The challenge: Deliver 1B notifications (Push, Email, SMS) per day across the globe with less than 2 seconds of latency, while handling vendor failures.
A single `NotificationRequested` event is published to a Kafka topic. Multiple workers (Canary, Email, SMS) consume this same event. This allows us to scale each channel independently. If SMS volume spikes, we just add more SMS workers without affecting Email delivery.
External vendors (SendGrid, Twilio) fail or throttle us. We use **Polly Circuit Breakers**. If Twilio fails 5 times, we stop calling them for 60 seconds and automatically route the "Critical" SMS through a backup vendor (e.g., AWS SNS). This ensures our users always get their 2FA codes regardless of vendor status.
Not all notifications are equal. 'Password Reset' is high priority; 'Monthly Newsletter' is low. We use separate queues. If the system is under heavy load, the Newsletter queue is throttled, ensuring that the critical system messages always have enough CPU and network bandwidth to ship instantly.

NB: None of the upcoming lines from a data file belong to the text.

PR #2625, opened 2026-08-18
Namespace training metrics by an optional model id

fzyzcjy:
Part of #1837

### DIFF
--- a/miles/ray/rollout/metrics.py
+++ b/miles/ray/rollout/metrics.py
@@ -11,6 +11,7 @@ from miles.utils.metric_utils import (
     compute_statistics,
     dict_add_prefix,
     has_repetition,
+    namespace_metrics,
 )
 from miles.utils.tracking_utils import tracking
 from miles.utils.types import Sample
@@ -69,7 +70,9 @@ def log_eval_skip(rollout_id, args, reason: str):
     tracking.log(args, log_dict, step_key="eval/step")
 
 
-def log_rollout_data(rollout_id, args, samples, rollout_extra_metrics, rollout_time):
+def log_rollout_data(
+    rollout_id, args, samples, rollout_extra_metrics, rollout_time, trainer_model_id: str | None = None
+):
     if (x := args.custom_rollout_log_function_path) is not None:
         custom_log_func = load_function(x)
         if custom_log_func(rollout_id, args, samples, rollout_extra_metrics, rollout_time):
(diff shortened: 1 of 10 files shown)


fzyzcjy (commented):
Deliver-2 still leaves the namespace context incomplete in two supported paths: one-model configurations split producer namespaces, and per-model batch-size overrides emit conflicting values for one step key. The resulting metric names and axes are incorrect.

miles/ray/rollout/metrics.py
```diff
@@ -69,7 +70,9 @@ def log_eval_skip(rollout_id, args, reason: str):
     tracking.log(args, log_dict, step_key="eval/step")
 
 
-def log_rollout_data(rollout_id, args, samples, rollout_extra_metrics, rollout_time):
+def log_rollout_data(
+    rollout_id, args, samples, rollout_extra_metrics, rollout_time, trainer_model_id: str | None = None
```
fzyzcjy, line 74: [P2] Propagate the model ID for one-model configurations

At deliver-2, a supported one-model `--megatron-config` runs through `train.py`/`train_async.py`; `compute_trainer_args` sets the trainer copy's `trainer_model_id`, but those drivers still call `rollout_executor.get(rollout_id)` without this argument, and only `train_multi_policy.py` defines policy metric groups. This mixes `alpha/train/*` and `alpha/perf/*` with unprefixed rollout metrics, while WandB does not bind the namespaced trainer series to their namespaced step keys. Propagate the sole model ID and define its groups, or keep the whole path unprefixed.

miles/ray/rollout/metrics.py
```diff
@@ -87,9 +90,13 @@ def log_rollout_data(rollout_id, args, samples, rollout_extra_metrics, rollout_t
...
         )
     logger.info(f"perf {rollout_id}: {log_dict}")
-    step = compute_rollout_step(args, rollout_id)
-    log_dict["rollout/step"] = step
-    tracking.log(args, log_dict, step_key="rollout/step")
+    log_dict, step_key = namespace_metrics(
+        log_dict,
+        trainer_model_id=trainer_model_id,
+        step_name="rollout/step",
+        step=compute_rollout_step(args, rollout_id),
```
fzyzcjy, line 97: [P2] Use the selected policy's batch size for rollout steps

At deliver-2, `PER_POLICY_ARGS` allows `global_batch_size` to differ by model, but this computes the rollout-side step from the shared executor's base `args`. With `--wandb-always-use-train-step`, a policy whose GBS is half the base value publishes these points at N while its trainer-side rollout/perf logs publish the same `<id>/rollout/step` at 2N, interleaving one namespace on incompatible axes. Compute or pass the step from the selected policy's resolved arguments.

PR #2626, opened 2026-08-18
Add a megatron config naming every trainer

fzyzcjy:
Part of #1837

### DIFF
--- a/miles/backends/megatron_utils/megatron_config.py
+++ b/miles/backends/megatron_utils/megatron_config.py
@@ -1,0 +1,98 @@
+import logging
+from typing import Any
+
+import pydantic
+import yaml
+
+from miles.utils.file_arg_utils import resolve_file_arg
+from miles.utils.pydantic_utils import FrozenStrictBaseModel
+
+logger = logging.getLogger(__name__)
+
+
+# ---------------------------- constants -----------------------------
+
+ACTOR_ROLE = "actor"
+CRITIC_ROLE = "critic"
+DEFAULT_MODEL_ROLE = ACTOR_ROLE
+
+
+# ---------------------------- raw config -----------------------------
+
+
+class _RawMegatronTrainerConfig(FrozenStrictBaseModel):
+    model_id: str
+    role: str = DEFAULT_MODEL_ROLE
+    trainer_id: str | None = None
+    overrides: dict[str, Any] = {}
+
+
+class _RawMegatronConfig(FrozenStrictBaseModel):
+    trainers: list[_RawMegatronTrainerConfig] = pydantic.Field(
+        validation_alias=pydantic.AliasChoices("trainers", "megatron")
+    )
+
+    @classmethod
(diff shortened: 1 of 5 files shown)


miles/backends/megatron_utils/megatron_config.py
```diff
@@ -0,0 +1,98 @@
...
+    role: str
+    overrides: dict[str, Any]
+
+    @classmethod
+    def resolve(cls, raw: _RawMegatronTrainerConfig) -> "MegatronTrainerConfig":
+        return cls(
+            trainer_id=raw.trainer_id if raw.trainer_id is not None else f"{raw.model_id}-{raw.role}",
+            model_id=raw.model_id,
+            role=raw.role,
+            overrides=raw.overrides,
```
fzyzcjy, line 55: [P1] Recompute derived arguments after trainer overrides

When a trainer changes a topology field such as `tensor_model_parallel_size`, deliver-2 applies this mapping only after the base `Namespace` has passed `set_default_megatron_args()` and Megatron validation. On eight GPUs, a base TP of 1 leaves `data_parallel_size=8`; overriding TP to 2 creates DP=4 process groups, but `init_num_microbatches_calculator()` still receives 8, silently halving the effective global batch. `_apply_critical_derived_overrides()` only repairs the tokenizer, so this persists; recompute and revalidate dependent fields per trainer or reject topology overrides, per [.claude/rules/general-code-style.md:22-28](.claude/rules/general-code-style.md#L22-L28).

miles/backends/megatron_utils/megatron_config.py
```diff
@@ -0,0 +1,98 @@
...
+class MegatronTrainerConfig(FrozenStrictBaseModel):
+    trainer_id: str
+    model_id: str | None
+    role: str
+    overrides: dict[str, Any]
+
+    @classmethod
+    def resolve(cls, raw: _RawMegatronTrainerConfig) -> "MegatronTrainerConfig":
+        return cls(
+            trainer_id=raw.trainer_id if raw.trainer_id is not None else f"{raw.model_id}-{raw.role}",
```
fzyzcjy, line 52: [P2] Enforce the trainer pool-name budget

When the default-role `model_id` is 16 characters, this derivation produces a 22-character trainer ID. In deliver-2, `compute_trainer_controller_pool_id()` expands it to 41 characters, while Helm `PoolEntry.name` is capped at `POOL_NAME_MAX_LENGTH=40`, so the launch fails before a trainer starts. The later ID validator checks only DNS syntax, so this persists; validate resolved trainer IDs against the controller pool budget, including the longer synthesized `-critic` suffix.

fzyzcjy (commented):
Two configuration contracts remain unsafe at deliver-2: per-trainer overlays can leave Megatron-derived state inconsistent, and accepted identifiers can exceed the deployment pool-name budget. These can respectively corrupt training batch semantics or prevent launch.

PR #2627, opened 2026-08-18
Coerce a mapping into typed argument values

fzyzcjy:
Part of #1837

### DIFF
--- a/miles/utils/workers/argv_utils.py
+++ b/miles/utils/workers/argv_utils.py
@@ -2,7 +2,7 @@ import argparse
 import dataclasses
 import json
 from collections.abc import Callable, Mapping, Sequence
-from typing import TypeVar
+from typing import Any, NamedTuple, TypeVar
 
 from miles.utils.pydantic_utils import FrozenStrictBaseModel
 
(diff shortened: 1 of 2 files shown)


miles/utils/workers/argv_utils.py
```diff
@@ -170,3 +173,88 @@ def _boolean_option_string(action: argparse.Action, *, value: bool) -> str:
...
+    values: Mapping[str, Any], *, parser: argparse.ArgumentParser, allowed_names: frozenset[str], context: str
+) -> dict[str, Any]:
+    dest_of_option_name = _compute_dest_of_option_names(parser)
+    arg_specs = _compute_arg_specs(parser)
+    allowed_dests = frozenset(dest_of_option_name.get(name, name) for name in allowed_names)
+    return {
+        (dest := dest_of_option_name.get(name, name)): _coerce_value(
+            value, dest=dest, spec=arg_specs.get(dest), allowed_dests=allowed_dests, context=context
+        )
+        for name, value in values.items()
```
fzyzcjy, line 212: [P2] Reject aliases that overwrite the same destination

Q: "How do you prevent sending the same notification twice if a vendor is slow?"
Architect Answer: "**External Idempotency**. We generate a `NotificationId` and pass it to the vendor. Most modern vendors (like Stripe or SendGrid) accept an idempotency key. If we retry the call because of a timeout, the vendor sees the key and realizes it's a duplicate, preventing the user from receiving two identical emails."